The image, as film distributors learned early, transcends the limitations of words. Nonetheless, as they later learned, even images have a cultural setting. Thus, for truly international distribution, films had to have slightly different versions so as not to offend local taboos. In multi-ethnic markets, advertising agencies have set up departments to research the effects of images and words on cultural sensitivities. The Chinese, as legend has it, were thus saved from marketing a car called The Lemon and male underwear called Pansies to English-speaking cultures.

The ideal of the media meta-language, let us call it mediaspeak, is to come as close as possible to a transcultural, a-historical, assumption free Esperanto, that evokes no particular heritage or tradition.

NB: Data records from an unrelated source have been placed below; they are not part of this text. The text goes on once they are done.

PR #7118, opened 2024-06-10
fix: check null values of eventLocationId

Nil20:


naftis:
@Zangetsu101 @Nil20 https://github.com/opencrvs/opencrvs-core/blob/fc2594d8e414816f41e00951fb06bb17af2b281a/packages/search/src/features/fhir/fhir-utils.ts#L77 does this addEventLocation necessarily find the first encounter's location? There is potentially a bug here now that search should be able to handle a full bundle

Nil20:
> @Zangetsu101 @Nil20
> 
> https://github.com/opencrvs/opencrvs-core/blob/fc2594d8e414816f41e00951fb06bb17af2b281a/packages/search/src/features/fhir/fhir-utils.ts#L77
> 
> does this addEventLocation necessarily find the first encounter's location? Can there be multiple encounters - I'm not too familiar with how we use them
> There is potentially a bug here now that search should be able to handle a full bundle

It looks like there can be only one encounter with a specific composition code.

packages/gateway/src/features/search/type-resolvers.ts
```diff
@@ -420,6 +420,9 @@ export const searchTypeResolvers: GQLResolver = {
       _,
       { dataSources }
     ) {
+      // eventLocationId is not present for a record created by users
```
naftis, line 423:
```suggestion
      // eventLocationId is not present if the encounter wasn't in a health facility
```
maybe this is more accurate? as it can be user created I think

PR #7119, opened 2024-06-10
fix: stop sending history resources to hearth

Zangetsu101:


Zangetsu101:
It might just be better to let the different services themselves determine how they want to fetch the record (with histories or not) as we had discussed previously

rikukissa (approved):

naftis (approved):

Issue #7107, opened 2024-06-07
Search Button Incorrectly Enabled with Less Than Two Parameters in Advanced search (after editing search parameters)


tiri39:
**Bug description:**
The search functionality needs atleast 2 parameters to enable the search button. However, when editing the search parameters after a search execution, if all but one parameter are removed, the search button remains enabled and allows a search to be executed with only one parameter.

**Steps to reproduce:**
1. Login as FA/RA/ Registrar.
2. Select Advanced Search from the search bar and navigate to advanced search page. 
3. Navigate to the 'birth' tab.
4. Execute a search using two or more parameters.
5. In search results page, click on edit.
6. Remove all parameters except one.
7. Scroll down to the search button.

**Actual result:**
The search button is enabled after removing all parameters except one. Also the search is executed.

**Expected result:**
The search button should be disabled if all parameters are removed except one.

**Screenshot/Recording:**
https://www.loom.com/share/6f753e7767dd48fb8cdf8cfe0aac4518?sid=4908f40e-13e7-4e26-b29b-03d22c7afec1

**Tested on** -  [https://login.farajaland-qa.opencrvs.org/](https://login.farajaland-qa.opencrvs.org/)

**Version:**
V1.5.0

tiri39:
Does not work when location is any District Office. works fine for any other locations.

It aspires to be the broader equivalent of those indispensable graphic icons at international airports for toilets, luggage, cocktails, cabs and medical assistance. The export and import of consumer goods for supermarket shelves, the internationalization of personal computers with a common user icon-driven interface abet the global demand for a common reductive language.

But language is also the vehicle for morality, judgment, subtle analysis, religious tradition. The Christian cross or the Buddha are symbols; they have subtle evocative meanings, a penumbra of connotations. Airport graphics are not symbols, but signals, extensions of traffic directions for those already launched on a decided course. Mediaspeak strips language of its symbolic meanings, of its historical and traditional resonances, and pares words and pictures down to signals. It is an ideal system for selling products and a very ideal system for dictatorships and dirigiste regimes.

This single development has multiple moral effects. Vast treasures have been spent by a bankrupt United States on the Strategic Defense Initiative, an adolescent fantasy of total protection that scores of serious scientists have scorned as both dangerous and meretricious. But the cartoon graphics of "Star Wars" in mass media have maintained sufficient support among the people to force a sceptical Congress to authorize continued billions of dollars.

The published statistics on Patriot missile effectiveness in the Middle East indicate miserable failure, but the pictures have mobilized not only cheering mass support, but serious arms sales among professional dealers.

While noting the force of images of suffering to mobilize aid for disaster victims, one must remember that the images often obscure the culprits and causes of the suffering so that symptoms are inadequately addressed while causes are blithely ignored, as in Ethiopia, Iraq, the Sudan and Bangladesh.

These and other examples of the moral threat of mediaspeak in the contexts of religion, education, politics, and science abound - all occasions when the media system operates as everyone expects it to.

The quotidian ethical problems of the media business require serious attention, but they are minuscule before the tidal wave of a-moral de-culturalization the global media system is creating.